First principles calculations investigation of optoelectronic properties and photocatalytic CO2 reduction of (MoSi2N4)5-n/(MoSiGeN4)n in-plane heterostructures

In-plane (MoSi2N4)5-n/(MoSiGeN4)n heterostructures have been delicately designed and systematically studied using first-principles density functional theory calculations. Such heterostructures exhibit dynamical stability as verified by calculated phonon dispersion spectra. The calculated band gap values increase with the MoSi2N4 area increase, as 1.385(1.860) eV for (MoSi2N4)0/(MoSiGeN4)5 and 1.925(2.385) eV for (MoSi2N4)5/(MoSiGeN4)0 using PBE (HSE06). By density of states analysis, the Ge 4p state made an excellent contribution to moving up the conduction band position and altering the band gap value. Also, the work function values can be modulated by the n numbers of (MoSi2N4)5-n/(MoSiGeN4)n. Based on optical and redox potential calculations, the calculated results suggest that the (MoSi2N4)5-n/(MoSiGeN4)n heterostructures have the potentials to be applied as ideal photocatalysts for photocatalytic CO2 reduction.
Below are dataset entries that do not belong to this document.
PR #923, opened 2020-03-31
Fix the scheduling decision for multiple currentStates

alirezazamani:
### Issues
- [x] My PR addresses the following Helix issues and references them in the PR title:
Fixes #461
Fixes #922

### Description
- [x] Here are some details about my PR, including screenshots of any UI changes:
This commit specifically targets the scenario where there are multiple currentstates and previous assignment existed for one partition. In this case, since paMap has only one field for the mapping, the final result of scheduling is not deterministic. In this case, tasks can be stuck in INIT -> RUNNING and RUNNING -> DROPPED on the wrong instance. This PR fixes this scenario.

### Tests
- [x] The following tests are written for this issue:
TestTargetedTaskStateChange
TestTaskSchedulingTwoCurrentStates

- [x] The following is the result of the "mvn test" command on the appropriate module:
Test Result 1: mvn test
Failed tests:
  TestWorkflowTermination.testWorkflowPausedTimeout:170->verifyWorkflowCleanup:257 expected:<true> but was:<false>

Tests run: 1094, Failures: 1, Errors: 0, Skipped: 0

[INFO] ------------------------------------------------------------------------
[INFO] BUILD FAILURE
[INFO] ------------------------------------------------------------------------
[INFO] Total time:  01:13 h
[INFO] Finished at: 2020-03-30T17:11:26-07:00
[INFO] ------------------------------------------------------------------------

The failed test has passed when I ran it individually.

### Commits

- [x] My commits all reference appropriate Apache Helix GitHub issues in their subject lines, and I have squashed multiple commits if they address the same issue. In addition, my commits follow the guidelines from "[How to write a good git commit message](http://chris.beams.io/posts/git-commit/)":
  1. Subject is separated from body by a blank line
  1. Subject is limited to 50 characters (not including Jira issue reference)
  1. Subject does not end with a period
  1. Subject uses the imperative mood ("add", not "adding")
  1. Body wraps at 72 characters
  1. Body explains "what" and "why", not "how"

### Code Quality

- [x] My diff has been formatted using helix-style.xml

Issue #922, opened 2020-03-31
Continuous wrong assignment of targeted tasks


alirezazamani:
There are scenarios where there are multiple currentstates and previous assignment existed in ZK for one partition. This will confused the controller for the task scheduling stage. In this case, since paMap has only place for each task, the final result of scheduling is not deterministic. In this case, tasks can be stuck in INIT -> RUNNING and RUNNING -> DROPPED on the wrong instance.

Issue #461, opened 2019-09-10
Investigate FixedTargetTaskAssignmentCalculator


alirezazamani:
Right now the targeted assignment for targeted jobs relies on jobContext which might be different from Currentstate.

alirezazamani:
Here is the outcome of the investigation on FixedTargetedTasks:
1- These tasks will be assigned to the instances based on the on the outcome of the class:FixedTargetTaskAssignmentCalculator -> function:computeAssignmentAndChargeResource.

2- In the function:updatePreviousAssignedTasksStatus of the class:AbstractTaskDispatcher, whenever currentState is INIT (currentState==INIT or (currentState==null and Context==INIT) or (currentState==null and Context==null)), this partition will be added to assignedPartitions and will be excluded from being assignment in the method mentioned in Step1. In conclusion, whenever this task is targeted task, it makes sense to not take any decision about this task and let the FixedTargetTaskAssignmentCalculator to decide on the new assignment of the targeted task.

3- However, for the cases where current state is actually INIT, we might not have any assignment, because in function:computeAssignmentAndChargeResource, line 260: in condition "prevInstance.equals(instance)", we break and there won't be any assignment. As a result, this break should be removed which allows this function to take new decision for the tasks.

4- Finally, with these changes, One of the tests will fails. This test is called TestTaskNumAttempts.
The reason is potentially related to pending messages and race condition that can happen when there is pending message for the tasks.

5- More investigation is needed.

PR #994, opened 2020-05-04
Remove the scheduling decision based on PreviousAssignment

### LINKED ISSUE #984: TODO: Scheduling the tasks without considering PreviousAssignment
It is better to avoid having multiple sources of truth while making decisions on the tasks that have been already scheduled. Hence, it is better to rely in CurrentState completely and get rid of PreviousAssignment.

alirezazamani:
### Issues
Fixes #984 

### Description
In this commit, several parts of the code have been removed in order to avoid
making scheduling decision based on PreviousAssignment. Instead we are relying on
the CurrentState. 
In order to facilitate this, the tasks that reaches the terminal state 
(Error, Time_out, Aborted and completed) will be dropped and rescheduled in later
pipeline if needed (If they need to be rescheduled). This helps us to reduce the
number of existing current states for each task. 

### Tests
[INFO] Results:
[INFO] 
[ERROR] Failures: 
[ERROR]   TestWorkflowTermination.testWorkflowJobFail:251->verifyWorkflowCleanup:257 expected:<true> but was:<false>
[ERROR]   TestWorkflowTimeout.testWorkflowTimeoutWhenWorkflowCompleted:116 expected:<true> but was:<false>
[INFO] 
[ERROR] Tests run: 1144, Failures: 2, Errors: 0, Skipped: 0
[INFO] 
[INFO] BUILD FAILURE
[INFO] Total time:  01:21 h
[INFO] Finished at: 2020-05-01T15:25:20-07:00

The failed tests has passed when I ran it individually. 

### Commits

### Code Quality

### DIFF
--- a/helix-core/src/main/java/org/apache/helix/task/AbstractTaskDispatcher.java
+++ b/helix-core/src/main/java/org/apache/helix/task/AbstractTaskDispatcher.java
@@ -66,7 +66,7 @@ public abstract class AbstractTaskDispatcher {
   // Job Update related methods
 
   public void updatePreviousAssignedTasksStatus(
-      Map<String, SortedSet<Integer>> prevInstanceToTaskAssignments, Set<String> excludedInstances,
+      Map<String, SortedSet<Integer>> currentInstanceToTaskAssignments, Set<String> excludedInstances,
       String jobResource, CurrentStateOutput currStateOutput, JobContext jobCtx, JobConfig jobCfg,
       ResourceAssignment prevTaskToInstanceStateAssignment, TaskState jobState,
       Map<String, Set<Integer>> assignedPartitions, Set<Integer> partitionsToDropFromIs,
@@ -78,11 +78,11 @@ public abstract class AbstractTaskDispatcher {
     AssignableInstanceManager assignableInstanceManager = cache.getAssignableInstanceManager();
 
     // Iterate through all instances
-    for (String instance : prevInstanceToTaskAssignments.keySet()) {
+    for (String instance : currentInstanceToTaskAssignments.keySet()) {
       assignedPartitions.put(instance, new HashSet<>());
 
       // Set all dropping transitions first. These are tasks coming from Participant disconnects
-      // that have some active current state (INIT or RUNNING) and the requestedState of DROPPED.
+      // and have the requestedState of DROPPED.
       // These need to be prioritized over any other state transitions because of the race condition
       // with the same pId (task) running on other instances. This is because in paMap, we can only
       // define one transition per pId
@@ -99,7 +99,7 @@ public abstract class AbstractTaskDispatcher {
       }
 
       // If not an excluded instance, we must instantiate its entry in assignedPartitions
-      Set<Integer> pSet = prevInstanceToTaskAssignments.get(instance);
+      Set<Integer> pSet = currentInstanceToTaskAssignments.get(instance);
 
       // We need to remove all task pId's to be dropped because we already made an assignment in
       // paMap above for them to be dropped. The following does this.
@@ -107,8 +107,7 @@ public abstract class AbstractTaskDispatcher {
         pSet.removeAll(tasksToDrop.get(instance));
       }
 
-      // Used to keep track of partitions that are in one of the final states: COMPLETED, TIMED_OUT,
-      // TASK_ERROR, ERROR.
+      // Used to keep track of partitions that are in one the INIT or DROPPED states.
       Set<Integer> donePartitions = new TreeSet<>();
       for (int pId : pSet) {
         final String pName = pName(jobResource, pId);
@@ -120,17 +119,6 @@ public abstract class AbstractTaskDispatcher {
               "Instance {} does not match the assigned participant for pId {} in the job context. Skipping task scheduling.",
               instance, pId);
           continue;
-        }
-        // This avoids a race condition in the case that although currentState is in the following
-        // error condition, the pending message (INIT->RUNNNING) might still be present.
-        // This is undesirable because this prevents JobContext from getting the proper update of
-        // fields including task state and task's NUM_ATTEMPTS
-        if (currState == TaskPartitionState.ERROR || currState == TaskPartitionState.TASK_ERROR
-            || currState == TaskPartitionState.TIMED_OUT
-            || currState == TaskPartitionState.TASK_ABORTED) {
-          // Do not increment the task attempt count here - it will be incremented at scheduling
-          // time
-          markPartitionError(jobCtx, pId, currState);
         }
 
         // Check for pending state transitions on this (partition, instance). If there is a pending
@@ -242,16 +230,16 @@ public abstract class AbstractTaskDispatcher {
         }
           break;
         case COMPLETED: {
-          // The task has completed on this partition. Mark as such in the context object.
-          donePartitions.add(pId);
+          // The task has completed on this partition. Drop it from the instance and add it to assignedPartitions in
+          // order to avoid scheduling it again in this pipeline.
+          assignedPartitions.get(instance).add(pId);
+          paMap.put(pId, new PartitionAssignment(instance, TaskPartitionState.DROPPED.name()));
           if (LOG.isDebugEnabled()) {
             LOG.debug(String.format(
                 "Task partition %s has completed with state %s. Marking as such in rebalancer context.",
                 pName, currState));
           }
           partitionsToDropFromIs.add(pId);
-          markPartitionCompleted(jobCtx, pId);
-
           // This task is COMPLETED, so release this task
           assignableInstanceManager.release(instance, taskConfig, quotaType);
         }
@@ -263,7 +251,11 @@ public abstract class AbstractTaskDispatcher {
         case TASK_ABORTED:
 
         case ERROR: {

Notably, different photocatalytic reduction reaction products can be formed using such (MoSi2N4)5-n/(MoSiGeN4)n in-plane heterostructures with different n values, indicating that selective catalytic reduction reactions can be realized on the in-plane heterostructures. Our findings suggest that (MoSi2N4)5-n/(MoSiGeN4)n monolayer in-plane heterostructures can serve as a new class of 2D materials for photovoltaic and photocatalysis applications, providing insightful guidance for the development of optoelectronic devices.